Exactly the lines from the one that holds "#, if available:*" to the end of the data below: retype these and nothing else.

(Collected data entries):
--- START ---

PR #1089, opened 2019-07-25
Fixed response unmarshalling with gzip encoding

palpatim:
Fixed response unmarshalling when response is gzip encoded without a CRC32
checksum. Also fixes bug decoding Kinesis responses with GZIP encoding.

Additionally:
- Removed internal reference
- Removed internal reference
- Added missing modules to modules.xml

*Issue #, if available:*

*Description of changes:*

### DIFF
--- a/aws-android-sdk-core/src/main/java/com/amazonaws/http/JsonResponseHandler.java
+++ b/aws-android-sdk-core/src/main/java/com/amazonaws/http/JsonResponseHandler.java
@@ -86,7 +86,6 @@ public class JsonResponseHandler<T> implements HttpResponseHandler<AmazonWebServ
         log.trace("Parsing service response JSON");
 
         final String crc32Checksum = response.getHeaders().get("x-amz-crc32");
-        CRC32ChecksumCalculatingInputStream crc32ChecksumInputStream = null;
 
         // Get the raw content input stream to calculate the crc32 checksum on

--- END ---

(Task output):
*Issue #, if available:*

*Description of changes:*

### DIFF
--- a/aws-android-sdk-core/src/main/java/com/amazonaws/http/JsonResponseHandler.java
+++ b/aws-android-sdk-core/src/main/java/com/amazonaws/http/JsonResponseHandler.java
@@ -86,7 +86,6 @@ public class JsonResponseHandler<T> implements HttpResponseHandler<AmazonWebServ
         log.trace("Parsing service response JSON");
 
         final String crc32Checksum = response.getHeaders().get("x-amz-crc32");
-        CRC32ChecksumCalculatingInputStream crc32ChecksumInputStream = null;
 
         // Get the raw content input stream to calculate the crc32 checksum on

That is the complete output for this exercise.